I decide not to burden him with this. At best, the news of a Times reporter calling me at work to get dirt on our family will piss him off enough to chain-smoke the rest of the pack of cigarettes stuffed in his back pocket; at worst, he’d call him up himself and tell him to fuck off. And then Jansen would have his number, and we’d both be screwed.
“Well hey, your groom is waiting,” Cooper says, patting me twice on the back. He sidesteps me and starts walking down the porch stairs, toward the backyard. “You should get back inside.”

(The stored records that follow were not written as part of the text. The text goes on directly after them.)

PR #3852, opened 2023-07-25
feat: remove get novu integration usecase

davidsoderberg:

We will not need the usecase when we store the Novu providers in database.


packages/application-generic/src/factories/mail/mail.factory.ts
```diff
@@ -48,7 +49,12 @@ export class MailFactory {
   ): IMailHandler {
     const handler =
       this.handlers.find((handlerItem) =>
-        handlerItem.canHandle(integration.providerId, integration.channel)
+        handlerItem.canHandle(
```
davidsoderberg, line 52: I think this is the base place to handle it now days. It was not here before because then we used the stateless library instead and that one was much more used by others.

packages/application-generic/src/factories/sms/sms.factory.ts
```diff
@@ -44,7 +45,12 @@ export class SmsFactory implements ISmsFactory {
   getHandler(integration: IntegrationEntity) {
     const handler =
       this.handlers.find((handlerItem) =>
-        handlerItem.canHandle(integration.providerId, integration.channel)
+        handlerItem.canHandle(
```
davidsoderberg, line 48: I think this is the best place to handle it now days. It was not here before because then we used the stateless library instead and that one was much more used by others.

apps/api/src/app/integrations/usecases/create-integration/create-integration.usecase.ts
```diff
@@ -53,6 +53,20 @@ export class CreateIntegration {
       }
     }
 
+    if (command.providerId === SmsProviderIdEnum.Novu || command.providerId === EmailProviderIdEnum.Novu) {
```
davidsoderberg, line 56: We should only allow having one novu provider of each type

apps/api/src/app/integrations/usecases/create-integration/create-integration.usecase.ts
```diff
@@ -120,6 +134,20 @@ export class CreateIntegration {
         });
       }
 
+      if (command.channel === ChannelTypeEnum.EMAIL && command.providerId !== EmailProviderIdEnum.Novu) {
```
davidsoderberg, line 137: we need to deactivate npvu provider if they create another type of integration

apps/api/src/app/events/e2e/trigger-event.e2e.ts
```diff
@@ -656,6 +657,19 @@ describe(`Trigger event - ${eventTriggerPath} (POST)`, function () {
...
+        {
+          _organizationId: session.organization._id,
+          _environmentId: session.environment._id,
+          active: false,
+        },
+        {
+          $set: {
+            active: true,
+          },
+        }
```
p-fernandez, line 670: I do not understand this addition. Why do you need to set all the integrations to active? In the creation of the organization Novu providers should be enabled, right? What I am missing?

apps/api/src/app/integrations/usecases/create-integration/create-integration.usecase.ts
p-fernandez: Besides covering the case that @ainouzgali raised that is very important, what do you think about creating an use case to isolate this logic, temptively: `DisableNovuIntegration` where we could you pass in the command the `channel` and the `environmentId`? Based on the channel we would know which `providerId` to use.

libs/testing/src/integration.service.ts
```diff
@@ -80,6 +80,28 @@ export class IntegrationService {
...
+    const novuSmsPayload = {
+      _environmentId: environmentId,
+      _organizationId: organizationId,
+      providerId: SmsProviderIdEnum.Novu,
+      channel: ChannelTypeEnum.SMS,
+      credentials: {},
+      active: false,
+    };
+
+    await this.integrationRepository.create(novuSmsPayload);
```
p-fernandez, line 103: They can be executed in parallel (we are not doing any kind of error management so it would work the same if any failure).

packages/application-generic/src/factories/mail/mail.factory.ts
p-fernandez: Have you considered creating a NovuEmailHandler to avoid the condition and where we can store the provider used under the hood?
Also with that we might be able to clean up a bit how we avoid the self hosted users to not have it.

packages/application-generic/src/usecases/get-decrypted-integrations/get-decrypted-integrations.usecase.ts
```diff
@@ -94,33 +48,16 @@ export class GetDecryptedIntegrations {
...
+      .map((integration: IntegrationEntity) =>
+        GetDecryptedIntegrations.decryptCredentials(integration)
       );
+  }
 
-      return novuIntegration ? [novuIntegration] : [];
-    }
-
-    const novuIntegrations = await this.getNovuIntegrations(command);
+  public static decryptCredentials(integration: IntegrationEntity) {
```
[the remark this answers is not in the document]
p-fernandez: `getDecryptedCredentials` to round @ainouzgali suggestion. 🙂

libs/testing/src/integration.service.ts
davidsoderberg: This is in test that why I did not do any error management.

apps/api/src/app/events/e2e/trigger-event.e2e.ts
davidsoderberg: Because we handle everything from repository level so we need to activate Novu providers here to test them.

packages/application-generic/src/factories/mail/mail.factory.ts
davidsoderberg: No but I like your suggestion so will do that :)

apps/api/src/app/integrations/usecases/disable-novu-integration/disable-novu-integration.command.ts
```diff
@@ -0,0 +1,13 @@
...
+import { EnvironmentWithUserCommand } from '../../../shared/commands/project.command';
+
+export class DisableNovuIntegrationCommand extends EnvironmentWithUserCommand {
+  @IsDefined()
+  @IsEnum(ChannelTypeEnum)
+  channel: ChannelTypeEnum;
+
+  @IsDefined()
+  @IsString()
+  providerId: string;
```
davidsoderberg, line 12: This is needed so we can know that they do not create a Novu provider

apps/api/src/app/integrations/usecases/create-integration/create-integration.usecase.ts
```diff
@@ -120,6 +136,16 @@ export class CreateIntegration {
         });
       }
 
+      if (integrationEntity.active) {
```
davidsoderberg, line 139: Should I move this to the disable Novu integration usecase?

p-fernandez: I think not because this condition is related to the integration being created, not the Novu integration we want to disable.

packages/application-generic/src/factories/sms/sms.factory.ts
```diff
@@ -19,6 +19,8 @@ import {
   AfricasTalkingSmsHandler,
   SendchampSmsHandler,
 } from './handlers';
+import { SmsProviderIdEnum } from '@novu/shared';
+import { NovuSmsHandler } from './handlers/novu.handler';
```
p-fernandez, line 23: You can move the `NovuSmsHandler` to the `./handlers` import of line 21 and above.

p-fernandez (approved):
Slick! 🌟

“You’re not gonna come in?” I ask, although I already know the answer.
“That’s enough socializing for me for one night,” he says. “See ya later, alligator.”
I smile, picking up my wineglass again and raising it to my chin. It never gets old hearing that childhood phrase escape the lips of my nearly middle-aged brother—jarring, almost, hearing the words in his adolescent voice, taking me back to decades ago when life was simple and fun and free. But at the same time, it fits, because our world stopped spinning twenty years ago. We were left stranded in time, forever young. Just like those girls.
I down the rest of my wine and wave in his direction. The darkness has enveloped him now, but I know he’s still there. Waiting.
“In a while, crocodile,” I whisper, staring into the shadows.
The silence is broken then by the crunching of leaves beneath his feet, and within seconds, I know he’s gone.
JUNE 2019
CHAPTER SIX
My eyes snap open. My head is pounding, a rhythmic beating like a tribal drum making the room vibrate. I roll over in bed and glance at my alarm clock. Ten forty-five. How the hell did I sleep this late?
I sit up in bed and rub my temples, squinting at the brightness of our bedroom. When I had moved in here—back when it was my bedroom, not our bedroom, a house, not a home—I had wanted everything to be white. Walls, carpet, bedspread, curtains. White is clean, pure, safe.
But now, white is bright. Way, way too bright. The linen curtains hanging in front of the floor-to-ceiling windows are pointless, I realize, because they do nothing to mask the blinding sun that’s now beating down on my pillow. I groan.